Edgar sits across from Gracie in the refectory She eats her food without tasting it because she decided years ago that taste is not the point. The point is to clean the plate.

Grade says, "No, please, you can't."

"Just to see."

"No, no, no, no."

"I want to see for myself."

"This is tabloid. This is the worst kind of tabloid superstition. It's horrible. A complete, what is it? A complete abdication, you know? Be sensible. Don't abdicate your good sense."

"It could be her they're seeing."

"You know what this is? It's the nightly news. It's the local news at eleven with all the grotesque items neatly spaced to keep you watching the whole half hour."
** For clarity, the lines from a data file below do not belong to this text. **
PR #488, opened 2025-06-12
Add main features of the library to readme and online doc

nhuet:
The features list is automatically extracted from readme and added to the homepage of the doc. (Thanks to tags `<!--features-list-start-->` and `<!--features-list-end-->`, not to be removed)
So we only need to update the features list on the readme from now.


fteicht (approved):
Thanks a lot @nhuet !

"I think I have to go," Edgar says.

"This is something for poor people to confront and judge and understand and we have to see it in that framework. The poor need visions, okay?"

"I believe you are patronizing the people you love," Edgar says softly.

"That's not fair."

"You say the poor. But who else would saints appear to? Do saints and angels appear to bank presidents? Eat your carrots."

"It's the nightly news. It's gross exploitation of a child's horrible murder."